Play a game of Electionary using the cards on Activity Pages 37 and 38. Students can cut out the cards, color the backs, and then fold and tape the cards. (You may want to laminate them before use.) This game takes four players and all cards are dealt. Play goes in a circle with the first player pointing to a card in the hand of the person to his or her right. The player holding the card reads aloud the definition of the term on the card. If the player who has pointed to the card names the term correctly, he or she receives the card, which is placed to his or her side. If the player does not name the term correctly, he or she does not get the card. Play then continues clockwise around the circle with the next player pointing to a card in the hand of the person to his or her right. When a player has no cards, he or she is out of the game. The person with the most cards after four rounds of play wins. The game is more challenging if a timer is set before play begins and each round of play is completed within a specified time.

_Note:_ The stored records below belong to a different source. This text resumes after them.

PR #142, opened 2023-09-22
parser-json-cov: treat defects with high impact as important

kdudka:
Resolves: https://issues.redhat.com/browse/OSH-289

### DIFF
--- a/src/lib/parser-json-cov.cc
+++ b/src/lib/parser-json-cov.cc
@@ -50,10 +50,16 @@ bool CovTreeDecoder::readNode(Defect *def)
     // out of the supported tools, only Coverity produces this data format
     def->tool = "coverity";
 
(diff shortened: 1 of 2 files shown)


hanchuntao:
I don't think anything needs to be changed, check `impact`, if it is `High`, set `imp=1`.
The only possible issue is whether all additions are complete in the test data.
If both are added， LGTM

hanchuntao (approved):
I don't think anything needs to be changed, check impact, if it is High, set imp=1.
The only possible issue is whether all additions are complete in the test data.
If all are added， LGTM

kdudka:

Note that if the test data was incorrect, the upstream CI would be red.  We run all csdiff tests in the CI matrix on Ubuntu LTS as well as all supported Fedora/EPEL releases.

PR #145, opened 2023-10-07
csgrep --warning-rate-limit: fix key events out of range

kdudka:
Related: https://issues.redhat.com/browse/OSH-67


kdudka:
Just for the context, this bug did not manifest earlier because we were using `--warning-rate-limit` only for Gitleaks, where the first event is always a key event.

hanchuntao:
After reading the context from https://issues.redhat.com/browse/OSH-67, The code looks fine, LGTM

hanchuntao (approved):

kdudka:

PR #153, opened 2023-12-12
cmake: make FindPython use system Python 3 version

kdudka:
The newest installed version of Python 3 is often not the default version on a Gentoo Linux system, where multiple Python 3 versions can be installed on a single system and /usr/bin/python3 is the one that should be used by default.

Related: https://gitlab.kitware.com/cmake/cmake/-/merge_requests/8287

### DIFF
--- a/src/CMakeLists.txt
+++ b/src/CMakeLists.txt
@@ -91,6 +91,10 @@ option(PYCSDIFF_PYTHON2 "Set to ON to build pycsdiff for Python 2" OFF)
 option(PYCSDIFF_PYTHON3 "Set to ON to build pycsdiff for Python 3" ON)
 
 macro(build_pycsdiff version)
+    # make FindPython use system Python version
+    # https://gitlab.kitware.com/cmake/cmake/-/merge_requests/8287
+    set(Python${version}_FIND_UNVERSIONED_NAMES FIRST)
+
     # check for Python libs (e.g. python${version}-devel on Fedora)
     # Interpreter is required for Python_SITEARCH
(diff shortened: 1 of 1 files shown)


src/CMakeLists.txt
```diff
@@ -91,6 +91,10 @@ option(PYCSDIFF_PYTHON2 "Set to ON to build pycsdiff for Python 2" OFF)
 option(PYCSDIFF_PYTHON3 "Set to ON to build pycsdiff for Python 3" ON)
 
 macro(build_pycsdiff version)
+    # make FindPython use system Python 3 version
+    # https://gitlab.kitware.com/cmake/cmake/-/merge_requests/8287
+    set(Python3_FIND_UNVERSIONED_NAMES FIRST)
```
lzaoral, line 96: Make the variable generic because `FindPython2` supports `Python2_FIND_UNVERSIONED_NAMES` as well:
```suggestion
    # make FindPython${version} use system Python version
    # https://gitlab.kitware.com/cmake/cmake/-/merge_requests/8287
    set(Python${version}_FIND_UNVERSIONED_NAMES FIRST)
```

lzaoral (changes requested):

src/CMakeLists.txt
kdudka: Addressed in 133076526aa324eee6748d272a6c39d110312b7f.

lzaoral (approved):

kdudka:
@lzaoral Thanks for review!

PR #159, opened 2024-01-31
parser-common: recognize events produced by SIGMA checkers

kdudka:


src/lib/parser-common.hh
```diff
@@ -35,7 +35,8 @@
 
 #define RE_EVENT_GCC "(?:(?:(?:fatal|internal|runtime) )?[A-Za-z][A-Za-z0-9_-]+)(?:\\[[^ \\]]+\\])?"
 #define RE_EVENT_PROSPECTOR "(?:[A-Z]+[0-9]+\\[[a-z0-9-]+\\])"
-#define RE_EVENT RE_EVENT_GCC "|" RE_EVENT_PROSPECTOR
+#define RE_EVENT_SIGMA "(?:Sigma (?:main )?event)"
```
hanchuntao, line 38: Should we need to define `remediation `?

kdudka: `remediation` is already covered by `RE_EVENT_GCC` as all other events that do not contain spaces or any special delimiters.  This event specifically had already been also covered by a few tests.
```
% grep remediation: -r tests
```

kdudka:
The failing CI job seems unrelated to the changes in this pull request.  I have created #160 for it.

src/lib/parser-common.hh
hanchuntao: ok, got it

hanchuntao (approved):

Issue #160, opened 2024-01-31
different sarif output produced on macOS latest


kdudka:
The `macOS latest` CI job started to fail due to differences in the SARIF output produced in this environment:
```diff
--- /Users/runner/work/csdiff/csdiff/tests/csgrep/0080-sarif-writer-stdout.txt	2024-01-31 11:26:22.000000000 +0000
+++ -	2024-01-31 11:33:56.000000000 +0000
@@ -1,13 +1,11 @@
 {
     "$schema": "https://json.schemastore.org/sarif-2.1.0.json",
     "version": "",
-    "inlineExternalProperties": [
-        {
-            "externalizedProperties": {
-                "analyzer-version-snyk-code": "1.0.0"
-            }
+    "inlineExternalProperties": {
+        "externalizedProperties": {
+            "analyzer-version-snyk-code": "1.0.0"
         }
-    ],
+    },
     "runs": [
         {
             "tool": {
```
affected CI job: https://github.com/csutils/csdiff/actions/runs/7725324164/job/21059295165?pr=159

lzaoral:
The issue was caused by the following change introduced in Boost JSOn 1.84.0: https://github.com/boostorg/json/pull/921

PR #161, opened 2024-01-31
writer-json-sarif: fix miscompilation with recent Apple Clang

lzaoral:
For a reason I'm too lazy to diagnose, latest releases of Apple Clang now ignore the outermost initializer lists with object initializers which GCC still translates to an array.  Construct the arrays explicitly to avoid this ambiguity.

Resolves: https://github.com/csutils/csdiff/issues/160


kdudka (approved):
@lzaoral Wow, that was fast.  Thanks!

PR #162, opened 2024-02-06
json-parser: recognize SARIF format for semgrep output

rhyw:
Resolves: https://issues.redhat.com/browse/OSH-57
Closes: https://github.com/csutils/csdiff/pull/162


tests/csgrep/0120-sarif-parser-semgrep-args.txt
```diff
@@ -0,0 +1 @@
+--mode=json
```
hanchuntao, line 1: add a empty line at the end of file

tests/csgrep/CMakeLists.txt
```diff
@@ -163,3 +163,4 @@ test_csgrep("0116-csgrep-warning-rate-limit"          )
 test_csgrep("0117-csgrep-set-imp-level"               )
 test_csgrep("0118-gcc-parser-ubsan-dedup"             )
 test_csgrep("0119-cov-parser-sigma"                   )
+test_csgrep("0120-sarif-parser-semgrep"               )
```
hanchuntao, line 166: add a empty line at the end of file

tests/csgrep/0120-sarif-parser-semgrep-args.txt
rhyw: I think no empty line should be added, this file will be read be the test script. the other reason is there're lots of similar `*-args.txt` under this directory, we better keep it as it is.

tests/csgrep/CMakeLists.txt
rhyw: I don't have a very good understanding of this `CMakeList.txt`, I better not add it since originally there's no.

src/lib/parser-json-sarif.cc
```diff
@@ -130,6 +130,13 @@ void SarifTreeDecoder::readScanProps(
         if (!version.empty())
             (*pDst)["analyzer-version-gitleaks"] = std::move(version);
     }
+    else if (name == "Semgrep OSS") {
```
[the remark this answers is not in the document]
rhyw: this is not decided by us, it's the semgrep cli tool produced this key.

tests/csgrep/0120-sarif-parser-semgrep-stdout.txt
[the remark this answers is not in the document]
rhyw: My attempt was very tricky - I don't find from anywhere the helpers on generating files like this.

What I did was to use the plugin `semgrep` to scan a source rpm, so I get a `.sarif` file and a `.js`(json) file. I then tweak the sarif file as stdin and the `scan-results-all.js` as stdout. I did some investigation and guess that's how these text files were feeded by other plugins(snyk, gitleaks for example). If I understand it correctly, it's used by `csgrep`(used in the `filter_hook`) to test if after processing the output is as expected.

An Overview of the Electoral Process

Keeping Track With My Election Journal

The reproducible journal on Activity Pages 39–54 provides an interactive way for students to keep track of the events of the presidential campaign and election. They’ll record information about the candidates, results of the primaries and caucuses, their thoughts about different stages in the election process, and more. You will find references to specific journal pages in several of the activities throughout this book.

First, to create a booklet, copy the 16 pages back to back, stack them in order, fold the stack in half, and staple the pages together at the fold. Hand out the journals and ask students to preview the pages to help them keep in mind the kind of information they’ll need to look out for during their election study. Have students fill in pages Journal Pages 1–6, doing research as necessary, to access and/or build more background knowledge.

Finally, tap into students’ creativity by encouraging them to paste in pictures found in magazines or newspapers, draw their own pictures, or color the illustrations throughout the book. As they fill in the pages, they will be creating a wonderful record of this presidential election.

A “Work in Progress”
If you are teaching an election unit during a presidential election year, this activity can become a “work in progress.” Have students begin a mural or collage for the classroom illustrating each of the stages in the electoral process. Students should use original drawings as well as pictures from magazines, newspaper headlines, campaign banners, and bumper stickers to make their mural. Working in groups, students can illustrate a different section of the mural:

  • Candidates announce
  • Candidates campaign in Republican and Democratic primaries
  • Major parties hold conventions
  • Third party activities, if any
  • Party nominees for President on the campaign trail
  • Election Day
  • And the winner is . . .
  • Inauguration

Since some parts of the mural can be completed before others, this can be a work in progress with some groups planning their parts of the mural while others have already completed theirs. By inauguration time, your work in progress will be a classroom masterpiece!

It’s Primary

Every race begins with the candidate’s announcement that he or she is planning to run for office. In the race for President, candidates usually make their announcement at least one year and sometimes two years before Election Day. As candidates announce their intention to run for President, students can record the names on Journal Page 7.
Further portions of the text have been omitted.